Daniel Demois, co-owner of the Fox Theatre in the Beach, is hopeful the 106-year-old lady of the silver screen has a lot of life left in her yet, as he relates how business is faring in these coronavirus days. It’s a bit of a struggle.
The theatre normally seats 250, but for the time being capacity has been much lower. Patrons have dedicated seating so they can sit safely distanced from each other as they wear masks. Staff keep eyes out to make sure the rules are being followed, and they are.
Also, more time is being taken to clean between shows. It’s now an hour as opposed to 15 minutes and it concentrates more on where people have sat. Hand sanitizers are everywhere.
Like so many businesses the Fox was required to shut down in mid-March when health officials, not surprisingly, got jittery over the increasing number of virus cases.
But as the number began a downward trend over summer, the theatre got a reprieve and reopened on Aug. 7 to the relief of movie buffs who needed something — anything — to get their minds off the virus, much the way people in the 1940s saw movies as a way to briefly escape the constant bombardment of Second World War news.
Attendance has been “okay,” Demois said in an interview. “People are coming but we have a capacity of 50. But we’re not maxing out our capacity right now. We’re getting, maybe, half capacity.”
Government assistance has been helpful.
“Obviously we’re used to having 250 seats available and much more film product available, so that makes it difficult for sure,” he said. “Without wage subsidy, without rent subsidy … that’s what I’m more concerned about. Without the government support through those subsidies it would be a problem right now.”
And there’s still the question of the October rent subsidy. “It’s not been decided yet,” Demois said. “There’s concern about which direction that goes.”
The Fox has three shows daily on weekdays and four daily on weekends. Patrons have been showing their allegiance during these tough times. After the March shutdown there was “quite an uptake” in membership and people bought gift certificates.
Seat plates sold out
“People just wanted to support the theatre,” Demois said. “That was very helpful and encouraging.”
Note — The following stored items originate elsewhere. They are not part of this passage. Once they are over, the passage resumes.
Issue #2989, opened 2021-10-29
ref: consistent cmd alias strategy


jorgeorpinel:
**Current CLI aliases**
> Bugs marked with check boxes 🐞 

- [version](https://dvc.org/doc/command-reference/version)-> [doctor](https://dvc.org/doc/command-reference/doctor): the former **doesn't** mention the latter; The latter has it's own short page linking to the former (not great).
  > - [x] There are no links to either one from any other refs or guides. There should be some at least.

- [list](https://dvc.org/doc/command-reference/list) -> ls: the former mentions the `ls` alias; ~~The latter [doesn't exist](https://dvc.org/doc/command-reference/ls).~~
  > - [ ] Other docs link to `list` only ATM. Update?
  > - [x] `ls` not existing seems like a bug ATM (quite inconsisntent)

- [experiments](https://dvc.org/doc/command-reference/experments) -> [exp](https://dvc.org/doc/command-reference/exp): ~~The former doesn't exist;~~ Only the latter (the alias) is on the cmd ref nav.
  > - [x] `experments` not existing is a bug -- as it used to be the path, it should be redirecting to `exp`.
  > - [x] Also, the now `exp` page says it's "aliased to `exp`" which no longer makes sense.

**Solution**

Let's pick which name is considered most important, whether original or alias (I vote for `version`, `ls`, `exp`) and only have that on the nav (and terminal block highlighter?). WDYT @dberenbaum ?

Questions:

- Do we even mention the alternative name in docs?
- [ ] We should also review what the `-h` help output is doing for these, probably (Core DVC question)

**Also...**

We sometimes call the special `remote://` remote URL format a "remote alias". Should probably use this term consistently or remove it altogether.

UPDATE: Some decisions in https://github.com/iterative/dvc.org/issues/2989#issuecomment-966546066 below

jorgeorpinel:
Related product question @dberenbaum @efiop : should `exp list` and other listing commands have `ls` aliases too? Thanks

dberenbaum:
TBH I'm not sure what the motivation was for each of these aliases (except for `exp` which is obviously just shorter). @efiop any reason why we developed these aliases?

I would probably lea

> Let's pick which name is considered most important, whether original or alias (I vote for `version`, `ls`, `exp`) and only have that on the nav (and terminal block highlighter?). WDYT @dberenbaum ?

Sounds good.

>     * Do we even mention the alternative name in docs?

I don't think we need to.

[...]

PR #2990, opened 2021-10-29
ref: fix aliasing bugs

jorgeorpinel:
per https://github.com/iterative/dvc.org/issues/2989

  > - [x] There are no links to either one (`version/doctor`) from any other docs.
  > - [ ] `ls` not existing seems like a bug ATM (quite inconsisntent)
  > - [x] `experments` not existing is a bug -- as it used to be the path, it should be redirecting to `exp`.
  > - [x] Also, the now `exp` page says it's "aliased to `exp`" which no longer makes sense.

Also
- [x] Missing `ls` and `experiments` from the terminal blocks highlighter

Finally
- [ ] Update https://github.com/iterative/dvc.org/issues/2989 description after merge

### DIFF
--- a/content/linked-terms.js
+++ b/content/linked-terms.js
@@ -22,5 +22,9 @@ module.exports = [
   {
     matches: 'dvc experiments',
     url: '/doc/command-reference/exp'
+  },
+  {
+    matches: 'dvc ls',
+    url: '/doc/command-reference/list'
   }
 ]
--- a/config/prismjs/dvc-commands.js
+++ b/config/prismjs/dvc-commands.js
@@ -34,6 +34,7 @@ module.exports = [
   'metrics',
   'params diff',
   'params',
+  'ls',
   'list',
   'install',
   'init',
--- a/config/prismjs/dvc-commands.js
+++ b/config/prismjs/dvc-commands.js
@@ -56,6 +56,7 @@ module.exports = [
   'exp branch',
   'exp apply',
   'exp',
+  'experiments',
   'doctor',
   'diff',
   'destroy',
--- a/content/docs/command-reference/exp/index.md
+++ b/content/docs/command-reference/exp/index.md
@@ -1,6 +1,6 @@
 # exp
 
-_New in DVC 2.0_
+_New in DVC 2.0 (see `dvc version`)_
 
 A set of commands to generate and manage <abbr>experiments</abbr>:
 [run](/doc/command-reference/exp/run), [show](/doc/command-reference/exp/show),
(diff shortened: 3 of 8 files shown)


jorgeorpinel:
> `ls` not existing seems like a bug
(https://dvc.org/doc/command-reference/ls)

@rogermparent sorry: where do auto-links come from again? `ls` isn't in sidebar.json and [won't auto-link](https://dvc-org-ref-aliases-xeonj8d4vz.herokuapp.com/doc/command-reference/list) but `experiments` also isn't, yet [it does](https://dvc-org-ref-aliases-xeonj8d4vz.herokuapp.com/doc/command-reference/exp)..?

rogermparent:
@jorgeorpinel There's an explicit entry in `simpleLinker` for `dvc experiments`, which is how it gets around the `commandLinker` requirement of being in the sidebar.

dberenbaum (approved):

content/linked-terms.js
```diff
@@ -22,5 +22,9 @@ module.exports = [
   {
     matches: 'dvc experiments',
     url: '/doc/command-reference/exp'
+  },
+  {
+    matches: 'dvc ls',
+    url: '/doc/command-reference/list'
```
jorgeorpinel, line 28: @rogermparent I added `dvc ls` here but it's still not linking. See https://dvc-org-ref-aliases-xeonj8d4vz.herokuapp.com/doc/command-reference/list

rogermparent: It works for me locally, so it seems like this is a cache issue.

jorgeorpinel: Thanks. Is it possible to destroy the Heroku review app and recreate it from scratch?

rogermparent: If you set the `DEPLOY_OPTIONS` env var to `build,upload,clean` it should clear out the cache, though it's possible the same issue could persist in master. If you bump `version` in `plugins/gatsby-remark-dvc-linker`, it should do a cache clear naturally in here as well as master. 
I'm looking into a way to invalidate cache when these settings change, but it'll take some changes on Gatsby's end as well as ours even if we pass options through the proper API.

jorgeorpinel: No need to complicate things. But so you think merging this will actually address the problem in question? If so please do @rogermparent !

rogermparent: Not quite, I think a proper addressing of the problem will take some extra work. Merging this into master _may_ not exhibit this problem, but it's also possible it could until the next automatic cache clear (most likely a package upgrade).

I think until then, bumping a patch version on `plugin/gatsby-remark-dvc-linker/package.json` is a quick and simple way to solve the problem here and make sure it doesn't happen on master.

jorgeorpinel: > bumping a patch version

Done and merged. Let's see what happens... ⌛

jorgeorpinel: https://dvc.org/doc/command-reference/list looks good 👍

PR #3005, opened 2021-11-04
Removed non existing `dvc metrics diff --old` option

daavoo:
https://github.com/iterative/dvc.org/pull/2988#issuecomment-961253726


dberenbaum (approved):

jorgeorpinel:
Thanks!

And just as you see park benches with name plates, patrons have bought plates for theatre seats bearing their names or those of loved ones. Some plates even carry favourite film quotes.
“We sold that out within a week or two. We sold out every seat,” Demois said.
“During that process we heard so many great stories about why the theatre’s important to people. It was important to their parents or they went there when they were kids.”
Demois and associate Andy Willick have managed the Fox since 2007. They got a taste for movie theatres in their younger days.
“We spent a lot of time at these independent cinemas in high school growing up,” Demois recalled. “Toronto’s lucky to have had so many. It’s something we were fascinated with and loved.”
Now they do it for the same reason but added to that is the theatrical experience. “It’s something to be preserved — I know there’s many others like us who feel it’s the best way to watch a movie,” Demois said.
What’s the future of movie theatres? Demois takes a moment to think about that. One thing to consider is the pandemic has “fast tracked” a lot of the home viewing options that he, admittedly, expected.
But then, he said, think of the video store or the bookstore and what’s happened to them. “We see mass closures of these things, but they’re more of a corporate level [and] we still have the independent version of those things,” Demois said.
“Theatrical may not always be something that can work on a mass level, but I think it will always be something that there will be a niche for,” he said. “Before this pandemic we’d only been seeing [attendance] increases year after year.”